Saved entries
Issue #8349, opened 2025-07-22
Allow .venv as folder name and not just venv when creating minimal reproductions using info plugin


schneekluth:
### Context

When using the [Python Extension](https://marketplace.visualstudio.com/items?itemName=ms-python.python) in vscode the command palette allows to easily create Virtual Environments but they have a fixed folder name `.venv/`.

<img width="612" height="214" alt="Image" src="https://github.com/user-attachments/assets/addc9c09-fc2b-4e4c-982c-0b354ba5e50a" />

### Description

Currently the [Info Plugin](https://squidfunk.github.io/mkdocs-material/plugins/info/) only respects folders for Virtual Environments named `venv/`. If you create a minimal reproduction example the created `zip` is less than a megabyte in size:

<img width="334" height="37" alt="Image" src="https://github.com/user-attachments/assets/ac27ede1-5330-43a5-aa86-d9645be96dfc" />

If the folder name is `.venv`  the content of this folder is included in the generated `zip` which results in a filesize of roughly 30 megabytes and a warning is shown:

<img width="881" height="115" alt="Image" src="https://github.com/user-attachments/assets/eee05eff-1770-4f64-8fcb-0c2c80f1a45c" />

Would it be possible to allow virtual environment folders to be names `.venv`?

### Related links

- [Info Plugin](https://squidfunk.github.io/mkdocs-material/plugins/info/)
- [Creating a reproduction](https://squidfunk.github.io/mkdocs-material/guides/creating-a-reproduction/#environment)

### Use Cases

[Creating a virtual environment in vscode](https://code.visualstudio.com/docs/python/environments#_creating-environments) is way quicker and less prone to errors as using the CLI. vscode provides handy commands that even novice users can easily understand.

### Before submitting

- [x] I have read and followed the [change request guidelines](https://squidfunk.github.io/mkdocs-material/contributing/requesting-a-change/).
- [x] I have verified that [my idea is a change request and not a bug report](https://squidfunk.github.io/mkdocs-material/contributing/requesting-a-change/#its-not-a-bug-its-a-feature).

### Task to carry out
Which lines belong in the answer? Exactly those from the first line of the entries through the line holding "If the folder", inclusive, copied unchanged.

### Worked solution
Issue #8349, opened 2025-07-22
Allow .venv as folder name and not just venv when creating minimal reproductions using info plugin


schneekluth:
### Context

When using the [Python Extension](https://marketplace.visualstudio.com/items?itemName=ms-python.python) in vscode the command palette allows to easily create Virtual Environments but they have a fixed folder name `.venv/`.

<img width="612" height="214" alt="Image" src="https://github.com/user-attachments/assets/addc9c09-fc2b-4e4c-982c-0b354ba5e50a" />

### Description

Currently the [Info Plugin](https://squidfunk.github.io/mkdocs-material/plugins/info/) only respects folders for Virtual Environments named `venv/`. If you create a minimal reproduction example the created `zip` is less than a megabyte in size:

<img width="334" height="37" alt="Image" src="https://github.com/user-attachments/assets/ac27ede1-5330-43a5-aa86-d9645be96dfc" />

If the folder name is `.venv`  the content of this folder is included in the generated `zip` which results in a filesize of roughly 30 megabytes and a warning is shown:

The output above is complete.